Give back exactly the lines of the data below, starting with the line that has "Three videos." and going on through the line that has "This one randomly decided to target".

····················

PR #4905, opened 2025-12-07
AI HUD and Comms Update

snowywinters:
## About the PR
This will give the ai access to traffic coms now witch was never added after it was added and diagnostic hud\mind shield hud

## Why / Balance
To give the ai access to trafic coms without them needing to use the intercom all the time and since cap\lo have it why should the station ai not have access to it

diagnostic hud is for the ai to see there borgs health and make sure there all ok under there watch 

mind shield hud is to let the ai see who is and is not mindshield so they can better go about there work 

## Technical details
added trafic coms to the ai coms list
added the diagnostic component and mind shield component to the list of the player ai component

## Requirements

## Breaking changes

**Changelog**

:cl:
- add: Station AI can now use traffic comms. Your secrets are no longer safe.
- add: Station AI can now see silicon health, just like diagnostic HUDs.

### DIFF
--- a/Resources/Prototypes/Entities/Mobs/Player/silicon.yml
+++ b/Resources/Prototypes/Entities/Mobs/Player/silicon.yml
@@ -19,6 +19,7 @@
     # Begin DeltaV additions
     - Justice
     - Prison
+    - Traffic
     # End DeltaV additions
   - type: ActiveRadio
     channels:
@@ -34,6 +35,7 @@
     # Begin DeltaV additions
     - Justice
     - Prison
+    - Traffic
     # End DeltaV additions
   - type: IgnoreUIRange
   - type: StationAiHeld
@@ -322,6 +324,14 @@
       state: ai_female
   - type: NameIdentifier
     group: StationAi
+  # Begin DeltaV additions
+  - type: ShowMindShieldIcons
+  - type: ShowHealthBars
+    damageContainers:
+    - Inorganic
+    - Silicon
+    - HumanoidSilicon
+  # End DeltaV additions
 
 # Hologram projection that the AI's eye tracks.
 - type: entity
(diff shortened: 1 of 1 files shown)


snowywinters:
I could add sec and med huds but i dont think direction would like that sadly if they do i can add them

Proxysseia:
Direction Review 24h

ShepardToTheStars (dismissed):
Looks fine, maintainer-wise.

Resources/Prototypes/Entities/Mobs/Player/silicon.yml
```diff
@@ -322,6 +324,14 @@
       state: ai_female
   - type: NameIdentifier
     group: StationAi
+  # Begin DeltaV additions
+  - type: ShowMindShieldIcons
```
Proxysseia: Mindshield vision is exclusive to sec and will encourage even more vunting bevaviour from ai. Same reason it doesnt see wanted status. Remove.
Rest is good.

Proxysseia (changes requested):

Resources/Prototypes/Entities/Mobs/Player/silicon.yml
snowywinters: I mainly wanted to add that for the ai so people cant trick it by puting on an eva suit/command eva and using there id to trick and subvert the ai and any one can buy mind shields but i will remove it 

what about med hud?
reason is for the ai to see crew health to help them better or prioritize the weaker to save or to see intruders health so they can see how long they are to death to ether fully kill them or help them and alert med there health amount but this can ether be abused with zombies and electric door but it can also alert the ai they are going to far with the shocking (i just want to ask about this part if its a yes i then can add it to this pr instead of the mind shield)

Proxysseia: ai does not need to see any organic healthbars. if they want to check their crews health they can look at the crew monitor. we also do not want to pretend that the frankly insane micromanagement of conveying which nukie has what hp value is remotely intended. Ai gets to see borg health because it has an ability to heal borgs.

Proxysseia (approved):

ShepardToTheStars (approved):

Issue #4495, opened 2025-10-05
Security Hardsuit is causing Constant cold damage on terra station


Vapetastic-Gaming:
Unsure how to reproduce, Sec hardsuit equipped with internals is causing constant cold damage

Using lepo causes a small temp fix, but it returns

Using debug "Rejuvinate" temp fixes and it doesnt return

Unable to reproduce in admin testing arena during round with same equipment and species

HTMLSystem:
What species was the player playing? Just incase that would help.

····················

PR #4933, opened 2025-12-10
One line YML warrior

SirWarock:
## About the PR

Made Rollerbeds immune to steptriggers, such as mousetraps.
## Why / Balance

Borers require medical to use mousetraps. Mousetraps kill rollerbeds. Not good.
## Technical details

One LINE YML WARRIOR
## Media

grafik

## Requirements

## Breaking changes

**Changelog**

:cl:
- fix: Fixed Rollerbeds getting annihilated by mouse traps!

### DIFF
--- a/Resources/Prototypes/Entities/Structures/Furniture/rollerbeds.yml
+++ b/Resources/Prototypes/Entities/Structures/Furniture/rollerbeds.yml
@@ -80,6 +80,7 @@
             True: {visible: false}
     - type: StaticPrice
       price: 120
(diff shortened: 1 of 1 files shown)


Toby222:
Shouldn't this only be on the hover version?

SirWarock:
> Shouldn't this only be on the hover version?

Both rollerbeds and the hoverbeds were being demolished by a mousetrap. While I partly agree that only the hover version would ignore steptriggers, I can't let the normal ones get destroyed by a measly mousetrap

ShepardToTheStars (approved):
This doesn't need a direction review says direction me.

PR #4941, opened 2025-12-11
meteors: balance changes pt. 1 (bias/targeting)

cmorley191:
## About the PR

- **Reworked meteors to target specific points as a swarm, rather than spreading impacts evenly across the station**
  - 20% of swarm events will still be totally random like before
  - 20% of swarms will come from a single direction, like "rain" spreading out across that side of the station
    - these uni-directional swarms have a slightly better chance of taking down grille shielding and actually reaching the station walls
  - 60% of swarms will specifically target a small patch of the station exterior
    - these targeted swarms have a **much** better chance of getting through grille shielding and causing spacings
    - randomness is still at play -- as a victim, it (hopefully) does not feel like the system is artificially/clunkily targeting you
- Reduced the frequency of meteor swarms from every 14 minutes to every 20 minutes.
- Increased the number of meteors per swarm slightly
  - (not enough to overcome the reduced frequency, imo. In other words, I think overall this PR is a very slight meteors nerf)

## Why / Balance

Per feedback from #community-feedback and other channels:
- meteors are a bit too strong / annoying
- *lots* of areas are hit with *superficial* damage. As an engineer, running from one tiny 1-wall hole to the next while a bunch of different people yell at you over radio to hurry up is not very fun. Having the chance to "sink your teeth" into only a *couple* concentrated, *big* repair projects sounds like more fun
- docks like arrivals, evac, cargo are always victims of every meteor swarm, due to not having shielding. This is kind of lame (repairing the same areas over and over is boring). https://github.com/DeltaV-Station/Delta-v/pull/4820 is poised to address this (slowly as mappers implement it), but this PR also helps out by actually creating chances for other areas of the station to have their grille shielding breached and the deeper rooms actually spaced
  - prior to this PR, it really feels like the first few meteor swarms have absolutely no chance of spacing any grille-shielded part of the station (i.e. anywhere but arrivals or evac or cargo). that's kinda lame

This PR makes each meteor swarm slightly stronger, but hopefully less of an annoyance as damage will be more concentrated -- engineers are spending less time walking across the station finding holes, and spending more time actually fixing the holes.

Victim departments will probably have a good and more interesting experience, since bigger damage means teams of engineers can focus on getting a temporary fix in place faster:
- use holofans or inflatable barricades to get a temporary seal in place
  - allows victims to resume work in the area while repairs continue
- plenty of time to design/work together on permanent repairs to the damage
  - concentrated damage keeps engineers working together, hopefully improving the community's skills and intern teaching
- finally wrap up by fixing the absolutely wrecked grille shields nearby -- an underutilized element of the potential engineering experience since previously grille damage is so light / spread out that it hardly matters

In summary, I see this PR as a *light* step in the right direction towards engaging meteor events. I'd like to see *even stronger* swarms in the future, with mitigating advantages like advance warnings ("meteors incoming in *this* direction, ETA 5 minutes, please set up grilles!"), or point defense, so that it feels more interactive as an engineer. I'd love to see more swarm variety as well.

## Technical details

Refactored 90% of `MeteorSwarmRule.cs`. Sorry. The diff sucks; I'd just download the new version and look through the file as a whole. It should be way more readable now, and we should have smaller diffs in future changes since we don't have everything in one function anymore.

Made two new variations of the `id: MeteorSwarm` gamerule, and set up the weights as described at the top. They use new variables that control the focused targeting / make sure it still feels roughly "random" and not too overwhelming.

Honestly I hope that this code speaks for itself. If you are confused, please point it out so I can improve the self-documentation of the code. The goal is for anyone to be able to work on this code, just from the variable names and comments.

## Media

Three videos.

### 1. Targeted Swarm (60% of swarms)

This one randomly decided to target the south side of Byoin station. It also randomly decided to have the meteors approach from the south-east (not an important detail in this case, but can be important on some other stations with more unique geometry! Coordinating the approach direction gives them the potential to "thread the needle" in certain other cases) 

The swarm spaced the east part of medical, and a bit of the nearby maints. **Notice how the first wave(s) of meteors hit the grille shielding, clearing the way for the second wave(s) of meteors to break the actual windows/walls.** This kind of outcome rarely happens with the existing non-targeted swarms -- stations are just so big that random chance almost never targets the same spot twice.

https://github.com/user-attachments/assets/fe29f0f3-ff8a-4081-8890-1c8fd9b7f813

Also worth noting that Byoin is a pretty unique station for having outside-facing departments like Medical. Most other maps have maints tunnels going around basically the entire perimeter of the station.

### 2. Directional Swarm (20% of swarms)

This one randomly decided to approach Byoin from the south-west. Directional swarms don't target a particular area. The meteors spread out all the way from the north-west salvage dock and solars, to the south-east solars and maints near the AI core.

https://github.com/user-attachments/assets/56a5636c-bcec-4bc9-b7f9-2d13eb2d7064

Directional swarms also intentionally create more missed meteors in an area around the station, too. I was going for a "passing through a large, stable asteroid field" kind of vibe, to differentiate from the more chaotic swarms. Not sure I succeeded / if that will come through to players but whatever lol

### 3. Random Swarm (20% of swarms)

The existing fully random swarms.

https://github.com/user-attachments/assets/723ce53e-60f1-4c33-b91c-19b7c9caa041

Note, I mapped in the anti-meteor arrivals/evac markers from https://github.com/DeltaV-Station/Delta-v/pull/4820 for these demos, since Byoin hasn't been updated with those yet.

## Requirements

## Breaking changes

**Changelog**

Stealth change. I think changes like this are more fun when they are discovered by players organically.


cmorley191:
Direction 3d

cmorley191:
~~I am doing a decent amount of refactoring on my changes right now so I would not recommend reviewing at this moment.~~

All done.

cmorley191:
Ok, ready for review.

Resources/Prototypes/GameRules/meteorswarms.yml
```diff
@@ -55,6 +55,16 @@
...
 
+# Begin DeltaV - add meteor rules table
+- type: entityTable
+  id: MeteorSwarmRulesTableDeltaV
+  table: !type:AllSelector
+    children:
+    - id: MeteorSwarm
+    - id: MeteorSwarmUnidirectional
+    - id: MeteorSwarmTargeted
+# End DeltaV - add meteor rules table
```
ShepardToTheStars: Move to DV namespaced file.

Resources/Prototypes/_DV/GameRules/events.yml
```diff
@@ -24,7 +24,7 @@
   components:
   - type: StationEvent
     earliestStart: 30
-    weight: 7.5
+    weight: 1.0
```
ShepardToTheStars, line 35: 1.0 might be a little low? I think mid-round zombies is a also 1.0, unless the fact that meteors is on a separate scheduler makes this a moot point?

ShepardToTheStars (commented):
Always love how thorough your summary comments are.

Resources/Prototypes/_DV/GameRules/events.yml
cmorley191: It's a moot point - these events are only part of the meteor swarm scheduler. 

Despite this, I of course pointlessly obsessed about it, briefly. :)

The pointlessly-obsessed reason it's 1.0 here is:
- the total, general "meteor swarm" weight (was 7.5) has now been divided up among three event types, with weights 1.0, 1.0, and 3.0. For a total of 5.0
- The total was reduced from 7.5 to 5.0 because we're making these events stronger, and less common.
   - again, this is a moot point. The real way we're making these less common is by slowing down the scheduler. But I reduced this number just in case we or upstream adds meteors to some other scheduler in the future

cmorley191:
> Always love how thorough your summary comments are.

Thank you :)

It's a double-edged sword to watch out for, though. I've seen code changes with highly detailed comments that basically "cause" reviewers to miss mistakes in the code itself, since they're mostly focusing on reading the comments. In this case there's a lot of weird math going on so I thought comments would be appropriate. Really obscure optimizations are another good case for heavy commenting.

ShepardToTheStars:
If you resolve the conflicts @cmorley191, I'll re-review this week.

····················

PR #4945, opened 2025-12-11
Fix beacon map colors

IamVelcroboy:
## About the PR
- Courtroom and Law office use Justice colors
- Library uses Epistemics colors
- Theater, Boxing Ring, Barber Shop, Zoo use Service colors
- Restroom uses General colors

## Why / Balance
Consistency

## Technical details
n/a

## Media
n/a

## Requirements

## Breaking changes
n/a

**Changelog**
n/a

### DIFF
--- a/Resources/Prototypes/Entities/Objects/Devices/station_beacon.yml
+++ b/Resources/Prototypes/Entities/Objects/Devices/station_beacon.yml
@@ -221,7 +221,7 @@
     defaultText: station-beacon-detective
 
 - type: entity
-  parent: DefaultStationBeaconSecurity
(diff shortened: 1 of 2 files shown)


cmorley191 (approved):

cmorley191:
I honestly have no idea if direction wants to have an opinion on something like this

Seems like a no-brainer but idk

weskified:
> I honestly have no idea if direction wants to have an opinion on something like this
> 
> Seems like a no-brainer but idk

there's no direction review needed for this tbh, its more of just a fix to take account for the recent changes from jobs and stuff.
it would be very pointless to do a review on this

····················

> **ANSWER BOX**
Three videos.

### 1. Targeted Swarm (60% of swarms)

This one randomly decided to target the south side of Byoin station. It also randomly decided to have the meteors approach from the south-east (not an important detail in this case, but can be important on some other stations with more unique geometry! Coordinating the approach direction gives them the potential to "thread the needle" in certain other cases) 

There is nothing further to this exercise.